All five exchange classes share the same interface: FromBinance, FromKraken, FromCoinbase, FromBybit, FromOKX.

See Historical Downloader (dccd.histo_dl) for the full API reference.


Incremental updates

Pass start='last' to resume from the last saved timestamp, with no duplicate rows:

# On first run downloads everything; on subsequent runs resumes from
# the most recent saved candle.
obj.import_data(start='last', end='now').save(form='parquet')

This is the recommended pattern for scheduled collection: run it daily or hourly via cron or the Daemon (dccd.daemon).


Trades and Order Book

The same fluent API works for trade history and order book snapshots:

from dccd.histo_dl import FromKraken, FromBinance

# Trade history — full historical pagination (Kraken, OKX)
obj = FromKraken('/data/crypto/', 'BTC', span=3600, fiat='USD')
obj.import_trades(start='2024-01-01 00:00:00', end='2024-12-31 00:00:00')
obj.save_trades(form='parquet')

# Order book snapshot (depth = number of price levels per side)
obj2 = FromBinance('/data/crypto/', 'BTC', span=3600, fiat='USDT')
obj2.import_orderbook(depth=20)
obj2.save_orderbook(form='parquet')

Note

Bybit and Coinbase return only recent trades (≤ 1 000 and ≤ 100 respectively) — their public REST APIs do not support deep historical pagination. Use FromKraken or FromOKX for full trade history.


Output formats

The form parameter of .save() / .save_trades() controls the file format. get_data() returns a polars.DataFrame by default.

form=

Extension

When to use

'parquet'

.parquet

Recommended — columnar, compressed, fastest for Polars/Pandas loads.

'csv'

.csv

Universal export, readable without libraries, largest file size.

'xlsx'

.xlsx

Excel-compatible, good for small datasets.

'sqlite'

.db

Local SQL queries via SQLAlchemy.

'sql'

Remote database (PostgreSQL, MySQL, …) via SQLAlchemy connection string.

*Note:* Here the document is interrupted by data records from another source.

PR #2284, opened 2021-02-14
A little note about traces

### LINKED ISSUE #1839: Detailed performance data with Azure Application Insights
##  Summary
Azure Application Insights automatically shows the performance of REST API's per endpoint (ex. /users, /settings/general, etc...) but with graphQL we only get one endpoint (/graphql) which makes sense, but has anyone found an easy way to track performance per GraphQL query?

For now my plan is to manually make custom telemetry measurements for each query type that I have. Which will be quite long to make. Do you know of any existing library or do you have a more efficient way?

Thanks!
If I find a better way I'll add it here below.

sungam3r:
fixes #1839

### DIFF
--- a/docs2/site/docs/getting-started/metrics.md
+++ b/docs2/site/docs/getting-started/metrics.md
@@ -1,6 +1,10 @@
 # Metrics
 
-Metrics are captured during execution.  This can help you determine performance issues within a resolver or validation.  Field metrics are captured using Field Middleware and the results are returned as a `PerfRecord` array on the `ExecutionResult`.  You can then generate [Apollo Tracing](https://github.com/apollographql/apollo-tracing) data with the `EnrichWithApolloTracing()` extension method.
+Metrics are captured during execution. This can help you determine performance issues within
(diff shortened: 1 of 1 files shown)


docs2/site/docs/getting-started/metrics.md
```diff
@@ -1,6 +1,10 @@
 # Metrics
 
-Metrics are captured during execution.  This can help you determine performance issues within a resolver or validation.  Field metrics are captured using Field Middleware and the results are returned as a `PerfRecord` array on the `ExecutionResult`.  You can then generate [Apollo Tracing](https://github.com/apollographql/apollo-tracing) data with the `EnrichWithApolloTracing()` extension method.
+Metrics are captured during execution. This can help you determine performance issues within
```
Shane32, line 3: > Metrics are captured during execution.

Should this sentence be updated now that `EnableMetrics` defaults to `false`?

PR looks good otherwise.

sungam3r: done

Shane32 (approved):

PR #2293, opened 2021-02-16
Add ScalarGraphType.CanParseXXX methods

### LINKED ISSUE #2292: GraphQL.Execution.UnhandledError
I mistakenly defined a string field (name) as decimal in my input type

```csharp    
public partial class DepartmentInputType : InputObjectGraphType
    {
        public DepartmentInputType()
        {
            Name = "DepartmentInput";
            Field<GuidGraphType>("uuid");
            Field<StringGraphType>("code");
            Field<NonNullGraphType<DecimalGraphType>>("name");
            Field<StringGraphType>("description");
            Field<StringGraphType>("comments");
        }
    }
```
and got the following error when setting *name* with a string value

```json
{
  "errors": [
    {
      "message": "GraphQL.Execution.UnhandledError: Error executing document.\r\n ---> System.FormatException: Input string was not in a correct format.\r\n   at System.Number.ThrowOverflowOrFormatException(ParsingStatus status, TypeCode type)\r\n   at System.Number.ParseDecimal(ReadOnlySpan`1 value, NumberStyles styles, NumberFormatInfo info)\r\n   at System.Decimal.Parse(String s, NumberStyles style, IFormatProvider provider)\r\n   at GraphQL.ValueConverter.<>c.<.cctor>b__1_11(String value) in /_/src/GraphQL/Conversion/ValueConverter.cs:line 39\r\n   at GraphQL.ValueConverter.<>c__DisplayClass7_0`2.<Register>b__0(Object v) in /_/src/GraphQL/Conversion/ValueConverter.cs:line 224\r\n   at GraphQL.ValueConverter.TryConvertTo(Object value, Type targetType, Object& result, Type sourceType) in /_/src/GraphQL/Conversion/ValueConverter.cs:line 184\r\n   at GraphQL.ValueConverter.ConvertTo(Object value, Type targetType) in /_/src/GraphQL/Conversion/ValueConverter.cs:line 158\r\n   at GraphQL.Types.DecimalGraphType.ParseValue(Object value) in /_/src/GraphQL/Types/Scalars/DecimalGraphType.cs:line 25\r\n   at GraphQL.Types.DecimalGraphType.ParseLiteral(IValue value) in /_/src/GraphQL/Types/Scalars/DecimalGraphType.cs:line 16\r\n   at GraphQL.GraphQLExtensions.IsValidLiteralValue(IGraphType type, IValue valueAst, ISchema schema) in /_/src/GraphQL/GraphQLExtensions.cs:line 283\r\n   at GraphQL.GraphQLExtensions.IsValidLiteralValue(IGraphType type, IValue valueAst, ISchema schema) in /_/src/GraphQL/GraphQLExtensions.cs:line 213\r\n   at GraphQL.GraphQLExtensions.IsValidLiteralValue(IGraphType type, IValue valueAst, ISchema schema)\r\n   at GraphQL.GraphQLExtensions.IsValidLiteralValue(IGraphType type, IValue valueAst, ISchema schema) in /_/src/GraphQL/GraphQLExtensions.cs:line 213\r\n   at GraphQL.Validation.Rules.ArgumentsOfCorrectType.<>c__DisplayClass1_0.<ValidateAsync>b__1(Argument argAst) in /_/src/GraphQL/Validation/Rules/ArgumentsOfCorrectType.cs:line 33\r\n   at GraphQL.Validation.EnterLeaveListener.GraphQL.Validation.INodeVisitor.Enter(INode node) in /_/src/GraphQL/Validation/EnterLeaveListener.cs:line 34\r\n   at GraphQL.Validation.BasicVisitor.Visit(INode node) in /_/src/GraphQL/Validation/BasicVisitor.cs:line 41\r\n   at GraphQL.Validation.BasicVisitor.Visit(INode node) in /_/src/GraphQL/Validation/BasicVisitor.cs:line 50\r\n   at GraphQL.Validation.BasicVisitor.Visit(INode node) in /_/src/GraphQL/Validation/BasicVisitor.cs:line 55\r\n   at GraphQL.Validation.BasicVisitor.Visit(INode node) in /_/src/GraphQL/Validation/BasicVisitor.cs:line 50\r\n   at GraphQL.Validation.BasicVisitor.Visit(INode node) in /_/src/GraphQL/Validation/BasicVisitor.cs:line 55\r\n   at GraphQL.Validation.BasicVisitor.Visit(INode node) in /_/src/GraphQL/Validation/BasicVisitor.cs:line 50\r\n   at GraphQL.Validation.MyDocumentValidator.ValidateAsync(String originalQuery, ISchema schema, Document document, IEnumerable`1 rules, IDictionary`2 userContext, Inputs inputs) in C:\\code\\dev\\live\\Meercat.RiskView\\Ehs.Risk.GraphQL\\MyDocumentValidator.cs:line 84\r\n   at Ehs.Risk.GraphQL.MyDocumentExecuter.ExecuteAsync(ExecutionOptions options) in C:\\code\\dev\\live\\Meercat.RiskView\\Ehs.Risk.GraphQL\\MyDocumentExecuter.cs:line 111\r\n   --- End of inner exception stack trace ---",
      "extensions": {
        "code": "FORMAT",
        "codes": [
          "FORMAT"
        ]
      }
    }
  ],
  "extensions": {
    "tracing": {
      "version": 1,
      "startTime": "2021-02-16T19:22:48.6791269Z",
      "endTime": "2021-02-16T19:22:50.5831269Z",
      "duration": 1903948599,
      "parsing": {
        "startOffset": 4200,
        "duration": 32599
      },
      "validation": {
        "startOffset": 38600,
        "duration": 1903875299
      },
      "execution": {
        "resolvers": []
      }
    }
  }
}
```

The error message doesn't mention which field is getting parsed.

After several minutes I managed to figure out which field wasn't correctly defined by debugging GraphQL.NET source code.

Wouldn't it be possible to add the field name to the error message?

Cheers,

Sil

sungam3r:
fixes #2293
Trivial fix, no new tests.

[UPDATE]
Introduces `ICanParseScalar` interface. Please, suggest a better name, I don't know.

Features:
1. Allows to eliminate generating exceptions from `ParseXXX` methods.
2. Allows to eliminate boxing from `Guid`, `decimal`, etc. to `object`. 

Also I deleted calls to `ValueConverter`. We have already talked about this, @Shane32 . I only made changes to two scalars to demonstrate the proposed approach.


src/GraphQL/Types/Scalars/ScalarGraphType.cs
```diff
@@ -50,4 +50,31 @@ public abstract class ScalarGraphType : GraphType
         /// <returns> Internal scalar representation. Returning null indicates a failed conversion. </returns>
         public abstract object ParseValue(object value);
     }
+
+    /// <summary>
+    /// This (optional) interface can be implemented by descendants of <see cref="ScalarGraphType"/> to provide
+    /// the ability to validate input values without directly getting those values, i.e. without boxing.
+    /// </summary>
+    public interface ICanParseScalar
```
sungam3r, line 58: 😕  Naming?

src/GraphQL/GraphQLExtensions.cs
```diff
@@ -281,7 +281,23 @@ public static string[] IsValidLiteralValue(this IGraphType type, IValue valueAst
...
             var scalar = (ScalarGraphType)type;
 
-            var parseResult = scalar.ParseLiteral(valueAst);
+            object parseResult = null;
+            try
+            {
+                if (scalar is ICanParseScalar parseable)
+                {
+                    if (parseable.CanParseLiteral(valueAst)) // it still can throw
+                        return Array.Empty<string>();
```
sungam3r, line 290: Returns empty error array in a good case, otherwise `parseResult` just remains `null` without generating any exception as it was before.

Shane32:
I have not done a review yet of the code (time constraints), but I would like to.  Maybe this weekend.

Quick comment however --- is this necessary?  Variable parsing and validation basically happens concurrently, so if there is a problem reading a variable, it is already thrown at the proper point of execution.  The current validation rules already prevent an integer scalar being passed to a string scalar, correct?  So is this just for custom scalars?  How do validation rules handle custom scalars?  Then there's the parsing.  Parsing happens during `GetArgument`; however, the type should already validated by then.  So now we are just adding code so that the validation step can validate custom scalars before the execution step (and thereby know that `GetArgument` will succeed).

Just trying to think this through so I understand what's being fixed.

sungam3r:
It is not about custom scalars. Everything is simpler. Any exception from `ParseLiteral` should not blow up `IsValidLiteralValue`.

sungam3r:
> Just trying to think this through so I understand what's being fixed.

Fixed behavior where the real cause of the error is hidden.

Shane32:
I'll try to review this weekend.

src/GraphQL.ApiTests/GraphQL.approved.txt
```diff
@@ -1985,6 +1989,11 @@ namespace GraphQL.Types
         GraphQL.Language.AST.IValue Convert(object value, GraphQL.Types.IGraphType type);
         bool Matches(object value, GraphQL.Types.IGraphType type);
     }
+    public interface ICanParseScalar
+    {
+        bool CanParseLiteral(GraphQL.Language.AST.IValue value);
+        bool CanParseValue(object value);
+    }
```
Shane32, line 1996: Why don't we just require these methods on `ScalarGraphType` ?  We can include a default implementation as follows:

```cs
public virtual CanParseLiteral(IValue value)
{
    try {
        return ParseLiteral(value) != null;
    } catch {
        return false;
    }
}
```

That's basically what happens now anyway within `IsValidLiteralValue`.

(And similar of course for `CanParseValue`).

src/GraphQL/GraphQLExtensions.cs
```diff
@@ -281,7 +281,23 @@ public static string[] IsValidLiteralValue(this IGraphType type, IValue valueAst
...
+                {
+                    parseResult = scalar.ParseLiteral(valueAst);
+                }
+            }
+            catch (Exception)
+            {
+                // do nothing, just do not throw from IsValidLiteralValue
+            }
 
             if (parseResult == null)
```
Shane32, line 302: All this should simply be:

```suggestion
            if (!scalar.CanParseLiteral(valueAst))
```

src/GraphQL.ApiTests/GraphQL.approved.txt
```diff
@@ -1985,6 +1989,11 @@ namespace GraphQL.Types
         GraphQL.Language.AST.IValue Convert(object value, GraphQL.Types.IGraphType type);
         bool Matches(object value, GraphQL.Types.IGraphType type);
     }
+    public interface ICanParseScalar
+    {
+        bool CanParseLiteral(GraphQL.Language.AST.IValue value);
+        bool CanParseValue(object value);
```
Shane32, line 1995: I see the project is not using `CanParseValue` just now.  I think this is fine, and I do not think we should make any other changes to variable parsing to use it.

Shane32 (changes requested):

src/GraphQL/Types/Scalars/DecimalGraphType.cs
```diff
@@ -7,21 +9,66 @@ namespace GraphQL.Types
...
+        {
+            return value switch
+            {
+                decimal _ => true,
+                int _ => true,
+                long _ => true,
+                string s => decimal.TryParse(s, NumberStyles.Float, NumberFormatInfo.InvariantInfo, out _),
+                float f => Ret(checked((decimal)f)),
+                BigInteger b => Ret(checked((decimal)b)),
+                double d => Ret(checked((decimal)d)),
```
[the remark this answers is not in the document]
sungam3r: In principle, yes, but nevertheless we cannot guarantee this. At least for a custom scalar for sure. That's why I use `try/catch` in `IsValidLiteralValue`. After all, the reason for this bug is the fact that the scalar throws an exception. This is our scalar. What can we say about custom scalars, even if our code is error prone?

I **would** write a code here that does not throw exceptions, but I do not know how 😄 .

src/GraphQL.ApiTests/GraphQL.approved.txt
sungam3r: Obviously I didn't think about it. Done.

src/GraphQL/GraphQLExtensions.cs
sungam3r: Done

src/GraphQL.ApiTests/GraphQL.approved.txt
sungam3r: So? Let new method be or remove?

Shane32: I suggest we leave it there.  We may find a use for it later, and it matches `CanParseLiteral`.

src/GraphQL/Types/Scalars/DecimalGraphType.cs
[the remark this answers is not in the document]
Shane32: Just put it in a try catch block.

```cs
float f => CanConvertFloat(f),

private bool CanConvertFloat(float f)
{
    try {
        _ = checked((decimal)f);
        return true;
    } catch {
        return false;
    }
}
```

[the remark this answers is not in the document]
Shane32: > In principle, yes, but nevertheless we cannot guarantee this. At least for a custom scalar for sure. That's why I use `try/catch` in `IsValidLiteralValue`. After all, the reason for this bug is the fact that the scalar throws an exception. This is our scalar. What can we say about custom scalars, even if our code is error prone?

The default behavior of `CanConvertLiteral` will catch errors.  If someone overrides this with their own buggy implementation, then it is a server error, not an input error.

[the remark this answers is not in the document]
Shane32: Honestly we do not need to override `CanParseLiteral` for any of the classes.  But it will be a faster implementation if we do since there is one less boxing of integers parsed as decimals.

src/GraphQL.ApiTests/GraphQL.approved.txt
sungam3r: Agree.

src/GraphQL/Types/Scalars/DecimalGraphType.cs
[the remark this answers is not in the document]
sungam3r: The proposal is understandable but will require more code jumping around `try/catch`. Also, even in the case of `their own buggy implementation`, I prefer to give a meaningful error. This is the essence of this PR. I mean that `try/catch` in `IsValidLiteralValue` should stay.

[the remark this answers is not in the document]
sungam3r: > But it will be a faster implementation if we do since there is one less boxing of integers parsed as decimals.

Of course. Think about larger structures - `Guid`, some custom scalars.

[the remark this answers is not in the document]
Shane32: I don't think `CanParseLiteral` should throw an error.  Nowhere in any .NET library would you find that a `TryParse` / `CanParse` implementation is allowed to throw an error.

Given that, if you want a duplicate try/catch in `IsValidLiteralValue`, I fail to see the reason why.  In case someone else writes a custom scalar with a buggy `CanParseLiteral` implementation?  I don't think it is necessary, but okay.  That doesn't mean we should write our other `CanParseLiteral` implemenations buggy knowning that in OUR consumer of the method it doesn't matter.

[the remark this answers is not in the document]
sungam3r: Then in `DecimalGraphType` I should write 2 or even 3 methods like this one:
```
private bool CanConvertFloat(float f)
{
    try {
        _ = checked((decimal)f);
        return true;
    } catch {
        return false;
    }
}
```

for `float`, `BigInteger`, `double` . Likewise in other built-in scalars.

> Given that, if you want a duplicate try/catch in IsValidLiteralValue, I fail to see the reason why. 

In order not to do the unnecessary work of writing `try/catch` blocks/methods as showed above in all scalars.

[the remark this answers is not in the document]
Shane32: Well here's another option:

```cs
public class ScalarGraphType
{
    public bool CanParseLiteral(IValue value)
    {
        try {
             return OnCanParseLiteral(value);
        } catch {
             return false;
        }
    }

    protected virtual OnCanParseLiteral(IValue value)
    {
        return ParseLiteral(value) != null;
    }
}
```

Now `CanParseLiteral` will never throw an exception and you don't have to do all that "unnecessary work".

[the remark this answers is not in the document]
sungam3r: done

Shane32:
Looks good. I’ll look through it one more time when I’m back at a pc.

Shane32:
Considering that a custom scalar should be common enough, should we write a dedicated paragraph for it in the migration guide also? It wouldn’t be a breaking change because of the default implementation. If we do write something, it wouldn’t need to say much.

Ok either way but we should update the main docs after v4 release where it talks about custom scalars.

sungam3r:
Done

src/GraphQL/GraphQLExtensions.cs
```diff
@@ -279,16 +279,15 @@ public static string[] IsValidLiteralValue(this IGraphType type, IValue valueAst
...
             {
-                return new[] { $"Expected type \"{type.Name}\", found {AstPrinter.Print(valueAst)}." };
+                return scalar.CanParseLiteral(valueAst)
+                    ? Array.Empty<string>()
+                    : new[] { $"Expected type \"{type.Name}\", found {AstPrinter.Print(valueAst)}." };
             }
 
-            return Array.Empty<string>();
+            // the code shouldn't go here
+            return new[] { $"Value {AstPrinter.Print(valueAst)} of unknown type {type?.Name}." };
```
Shane32, line 290: Would this be more appropriate?

```suggestion
            throw new ArgumentOutOfRangeException(nameof(type), $"Type {type?.Name} is not a valid input graph type.");
```

Shane32 (approved):
One minor comment; merge as you see fit. 👍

To get a pandas.DataFrame instead of the default Polars output:

df_polars = obj.get_data()               # polars.DataFrame (default)
df_pandas = obj.get_data(format='pandas') # pandas.DataFrame

Continuous (WebSocket) API

Stream order book and trades from Binance for one hour, saving a snapshot every 60 seconds:

from dccd.continuous_dl import get_data_binance

get_data_binance(
    path='/data/crypto/',
    pair='BTCUSDT',
    time_step=60,   # snapshot interval in seconds
    until=3600,     # total duration in seconds
    form='parquet',
)

For fine-grained control use the downloader class directly:

from dccd.continuous_dl import DownloadBinanceData
from dccd.tools.io import IODataBase

dl = DownloadBinanceData(pair='BTCUSDT', time_step=60, until=3600)
dl.set_trades_saver(IODataBase('/data/crypto/trades', method='parquet'))
dl.set_book_saver(IODataBase('/data/crypto/book', method='parquet'))
dl.run()

See Continuous Downloader (dccd.continuous_dl) for all six exchange classes.


CLI Daemon

Create a minimal config file config.yml:

storage:
  local_path: /data/crypto

histo_jobs:
  - exchange: binance
    pairs: [BTC/USDT, ETH/USDT]
    span: 3600

stream_jobs:
  - exchange: binance
    pairs: [BTC/USDT]
    channels: [trades, book]
    time_step: 60

Validate the config, backfill history, then start the daemon:

dccd validate --config config.yml
dccd backfill --config config.yml
dccd start   --config config.yml

Check the status of running jobs:

dccd status --config config.yml

See Daemon (dccd.daemon) for the full daemon reference including remote sync, health monitoring, and all CLI commands.